- [WORK TO BE COMPLETED] Every line in the listing is to be echoed verbatim.

**** EXCERPTED RECORDS ****

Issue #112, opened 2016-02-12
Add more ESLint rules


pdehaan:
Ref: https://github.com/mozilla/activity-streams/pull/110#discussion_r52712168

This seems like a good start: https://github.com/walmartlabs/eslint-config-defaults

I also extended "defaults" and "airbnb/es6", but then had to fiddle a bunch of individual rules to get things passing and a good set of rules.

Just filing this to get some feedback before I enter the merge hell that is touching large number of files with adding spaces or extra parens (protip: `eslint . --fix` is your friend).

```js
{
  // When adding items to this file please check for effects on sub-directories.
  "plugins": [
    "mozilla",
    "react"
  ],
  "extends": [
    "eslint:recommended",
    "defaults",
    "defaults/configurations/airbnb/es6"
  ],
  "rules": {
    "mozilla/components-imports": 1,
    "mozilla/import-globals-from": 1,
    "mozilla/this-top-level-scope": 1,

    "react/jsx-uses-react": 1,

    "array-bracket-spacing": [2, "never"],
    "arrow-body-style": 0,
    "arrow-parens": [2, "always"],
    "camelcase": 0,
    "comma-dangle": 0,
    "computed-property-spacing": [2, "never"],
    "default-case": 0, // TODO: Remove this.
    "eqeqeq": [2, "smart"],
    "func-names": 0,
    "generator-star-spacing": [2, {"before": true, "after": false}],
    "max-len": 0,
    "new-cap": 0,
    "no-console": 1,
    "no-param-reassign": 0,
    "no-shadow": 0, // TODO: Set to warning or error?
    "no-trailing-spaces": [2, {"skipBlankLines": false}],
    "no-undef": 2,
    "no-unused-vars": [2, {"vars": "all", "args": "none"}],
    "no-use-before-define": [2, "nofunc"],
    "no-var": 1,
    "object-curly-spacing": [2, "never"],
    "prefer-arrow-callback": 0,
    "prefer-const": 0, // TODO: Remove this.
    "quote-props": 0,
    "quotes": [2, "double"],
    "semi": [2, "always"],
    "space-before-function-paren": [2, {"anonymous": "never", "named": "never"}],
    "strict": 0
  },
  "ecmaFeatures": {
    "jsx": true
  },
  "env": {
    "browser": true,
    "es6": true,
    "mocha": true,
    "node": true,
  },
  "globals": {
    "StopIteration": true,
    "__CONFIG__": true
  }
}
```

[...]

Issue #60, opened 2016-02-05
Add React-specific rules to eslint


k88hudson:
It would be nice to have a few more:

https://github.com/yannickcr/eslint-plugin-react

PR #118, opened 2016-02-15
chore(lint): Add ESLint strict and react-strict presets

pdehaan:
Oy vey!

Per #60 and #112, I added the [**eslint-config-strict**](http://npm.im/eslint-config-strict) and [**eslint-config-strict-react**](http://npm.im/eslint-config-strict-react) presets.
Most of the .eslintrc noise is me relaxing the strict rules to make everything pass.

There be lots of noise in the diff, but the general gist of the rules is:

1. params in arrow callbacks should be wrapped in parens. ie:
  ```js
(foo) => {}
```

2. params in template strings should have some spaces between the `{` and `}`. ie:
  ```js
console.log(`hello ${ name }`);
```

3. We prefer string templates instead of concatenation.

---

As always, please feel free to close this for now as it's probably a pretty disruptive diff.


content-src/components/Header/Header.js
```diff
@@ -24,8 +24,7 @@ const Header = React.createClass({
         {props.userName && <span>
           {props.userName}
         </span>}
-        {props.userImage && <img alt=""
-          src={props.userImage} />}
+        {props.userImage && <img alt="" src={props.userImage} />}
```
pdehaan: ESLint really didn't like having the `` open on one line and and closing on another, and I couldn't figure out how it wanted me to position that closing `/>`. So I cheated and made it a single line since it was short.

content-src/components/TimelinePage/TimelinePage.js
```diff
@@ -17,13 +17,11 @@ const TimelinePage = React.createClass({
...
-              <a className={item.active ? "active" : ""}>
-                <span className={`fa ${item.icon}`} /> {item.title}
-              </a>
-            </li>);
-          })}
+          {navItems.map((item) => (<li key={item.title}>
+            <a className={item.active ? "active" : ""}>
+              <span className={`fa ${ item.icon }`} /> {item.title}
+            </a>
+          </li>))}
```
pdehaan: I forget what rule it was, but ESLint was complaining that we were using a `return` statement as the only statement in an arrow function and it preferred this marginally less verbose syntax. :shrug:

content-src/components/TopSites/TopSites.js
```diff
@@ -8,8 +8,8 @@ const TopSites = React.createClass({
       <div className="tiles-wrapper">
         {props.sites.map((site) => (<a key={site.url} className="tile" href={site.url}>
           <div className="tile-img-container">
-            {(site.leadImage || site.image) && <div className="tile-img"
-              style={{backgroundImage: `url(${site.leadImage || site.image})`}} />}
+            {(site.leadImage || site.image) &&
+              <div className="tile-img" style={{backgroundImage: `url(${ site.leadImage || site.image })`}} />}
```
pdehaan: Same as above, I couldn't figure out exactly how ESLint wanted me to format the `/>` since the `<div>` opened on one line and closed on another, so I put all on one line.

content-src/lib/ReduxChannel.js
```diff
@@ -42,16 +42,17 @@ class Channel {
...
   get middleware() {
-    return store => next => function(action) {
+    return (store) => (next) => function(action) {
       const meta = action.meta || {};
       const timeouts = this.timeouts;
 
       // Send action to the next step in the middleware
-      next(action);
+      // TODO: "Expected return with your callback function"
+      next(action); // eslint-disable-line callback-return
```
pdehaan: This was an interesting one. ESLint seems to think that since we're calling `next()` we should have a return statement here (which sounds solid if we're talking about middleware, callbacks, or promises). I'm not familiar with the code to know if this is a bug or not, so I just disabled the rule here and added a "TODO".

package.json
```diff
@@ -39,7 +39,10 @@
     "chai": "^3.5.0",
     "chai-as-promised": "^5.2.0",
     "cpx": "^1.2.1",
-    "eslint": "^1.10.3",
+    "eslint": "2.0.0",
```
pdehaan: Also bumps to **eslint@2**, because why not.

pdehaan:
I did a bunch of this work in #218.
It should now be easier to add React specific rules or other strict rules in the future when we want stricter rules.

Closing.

****

- [EXERCISE RESULT]
Issue #112, opened 2016-02-12
Add more ESLint rules


pdehaan:
Ref: https://github.com/mozilla/activity-streams/pull/110#discussion_r52712168

This seems like a good start: https://github.com/walmartlabs/eslint-config-defaults

I also extended "defaults" and "airbnb/es6", but then had to fiddle a bunch of individual rules to get things passing and a good set of rules.

Just filing this to get some feedback before I enter the merge hell that is touching large number of files with adding spaces or extra parens (protip: `eslint . --fix` is your friend).

```js
{
  // When adding items to this file please check for effects on sub-directories.
  "plugins": [
    "mozilla",
    "react"
  ],
  "extends": [
    "eslint:recommended",
    "defaults",
    "defaults/configurations/airbnb/es6"
  ],
  "rules": {
    "mozilla/components-imports": 1,
    "mozilla/import-globals-from": 1,
    "mozilla/this-top-level-scope": 1,

    "react/jsx-uses-react": 1,

    "array-bracket-spacing": [2, "never"],
    "arrow-body-style": 0,
    "arrow-parens": [2, "always"],
    "camelcase": 0,
    "comma-dangle": 0,
    "computed-property-spacing": [2, "never"],
    "default-case": 0, // TODO: Remove this.
    "eqeqeq": [2, "smart"],
    "func-names": 0,
    "generator-star-spacing": [2, {"before": true, "after": false}],
    "max-len": 0,
    "new-cap": 0,
    "no-console": 1,
    "no-param-reassign": 0,
    "no-shadow": 0, // TODO: Set to warning or error?
    "no-trailing-spaces": [2, {"skipBlankLines": false}],
    "no-undef": 2,
    "no-unused-vars": [2, {"vars": "all", "args": "none"}],
    "no-use-before-define": [2, "nofunc"],
    "no-var": 1,
    "object-curly-spacing": [2, "never"],
    "prefer-arrow-callback": 0,
    "prefer-const": 0, // TODO: Remove this.
    "quote-props": 0,
    "quotes": [2, "double"],
    "semi": [2, "always"],
    "space-before-function-paren": [2, {"anonymous": "never", "named": "never"}],
    "strict": 0
  },
  "ecmaFeatures": {
    "jsx": true
  },
  "env": {
    "browser": true,
    "es6": true,
    "mocha": true,
    "node": true,
  },
  "globals": {
    "StopIteration": true,
    "__CONFIG__": true
  }
}
```

[...]

Issue #60, opened 2016-02-05
Add React-specific rules to eslint


k88hudson:
It would be nice to have a few more:

https://github.com/yannickcr/eslint-plugin-react

PR #118, opened 2016-02-15
chore(lint): Add ESLint strict and react-strict presets

pdehaan:
Oy vey!

Per #60 and #112, I added the [**eslint-config-strict**](http://npm.im/eslint-config-strict) and [**eslint-config-strict-react**](http://npm.im/eslint-config-strict-react) presets.
Most of the .eslintrc noise is me relaxing the strict rules to make everything pass.

There be lots of noise in the diff, but the general gist of the rules is:

1. params in arrow callbacks should be wrapped in parens. ie:
  ```js
(foo) => {}
```

2. params in template strings should have some spaces between the `{` and `}`. ie:
  ```js
console.log(`hello ${ name }`);
```

3. We prefer string templates instead of concatenation.

---

As always, please feel free to close this for now as it's probably a pretty disruptive diff.


content-src/components/Header/Header.js
```diff
@@ -24,8 +24,7 @@ const Header = React.createClass({
         {props.userName && <span>
           {props.userName}
         </span>}
-        {props.userImage && <img alt=""
-          src={props.userImage} />}
+        {props.userImage && <img alt="" src={props.userImage} />}
```
pdehaan: ESLint really didn't like having the `` open on one line and and closing on another, and I couldn't figure out how it wanted me to position that closing `/>`. So I cheated and made it a single line since it was short.

content-src/components/TimelinePage/TimelinePage.js
```diff
@@ -17,13 +17,11 @@ const TimelinePage = React.createClass({
...
-              <a className={item.active ? "active" : ""}>
-                <span className={`fa ${item.icon}`} /> {item.title}
-              </a>
-            </li>);
-          })}
+          {navItems.map((item) => (<li key={item.title}>
+            <a className={item.active ? "active" : ""}>
+              <span className={`fa ${ item.icon }`} /> {item.title}
+            </a>
+          </li>))}
```
pdehaan: I forget what rule it was, but ESLint was complaining that we were using a `return` statement as the only statement in an arrow function and it preferred this marginally less verbose syntax. :shrug:

content-src/components/TopSites/TopSites.js
```diff
@@ -8,8 +8,8 @@ const TopSites = React.createClass({
       <div className="tiles-wrapper">
         {props.sites.map((site) => (<a key={site.url} className="tile" href={site.url}>
           <div className="tile-img-container">
-            {(site.leadImage || site.image) && <div className="tile-img"
-              style={{backgroundImage: `url(${site.leadImage || site.image})`}} />}
+            {(site.leadImage || site.image) &&
+              <div className="tile-img" style={{backgroundImage: `url(${ site.leadImage || site.image })`}} />}
```
pdehaan: Same as above, I couldn't figure out exactly how ESLint wanted me to format the `/>` since the `<div>` opened on one line and closed on another, so I put all on one line.

content-src/lib/ReduxChannel.js
```diff
@@ -42,16 +42,17 @@ class Channel {
...
   get middleware() {
-    return store => next => function(action) {
+    return (store) => (next) => function(action) {
       const meta = action.meta || {};
       const timeouts = this.timeouts;
 
       // Send action to the next step in the middleware
-      next(action);
+      // TODO: "Expected return with your callback function"
+      next(action); // eslint-disable-line callback-return
```
pdehaan: This was an interesting one. ESLint seems to think that since we're calling `next()` we should have a return statement here (which sounds solid if we're talking about middleware, callbacks, or promises). I'm not familiar with the code to know if this is a bug or not, so I just disabled the rule here and added a "TODO".

package.json
```diff
@@ -39,7 +39,10 @@
     "chai": "^3.5.0",
     "chai-as-promised": "^5.2.0",
     "cpx": "^1.2.1",
-    "eslint": "^1.10.3",
+    "eslint": "2.0.0",
```
pdehaan: Also bumps to **eslint@2**, because why not.

pdehaan:
I did a bunch of this work in #218.
It should now be easier to add React specific rules or other strict rules in the future when we want stricter rules.

Closing.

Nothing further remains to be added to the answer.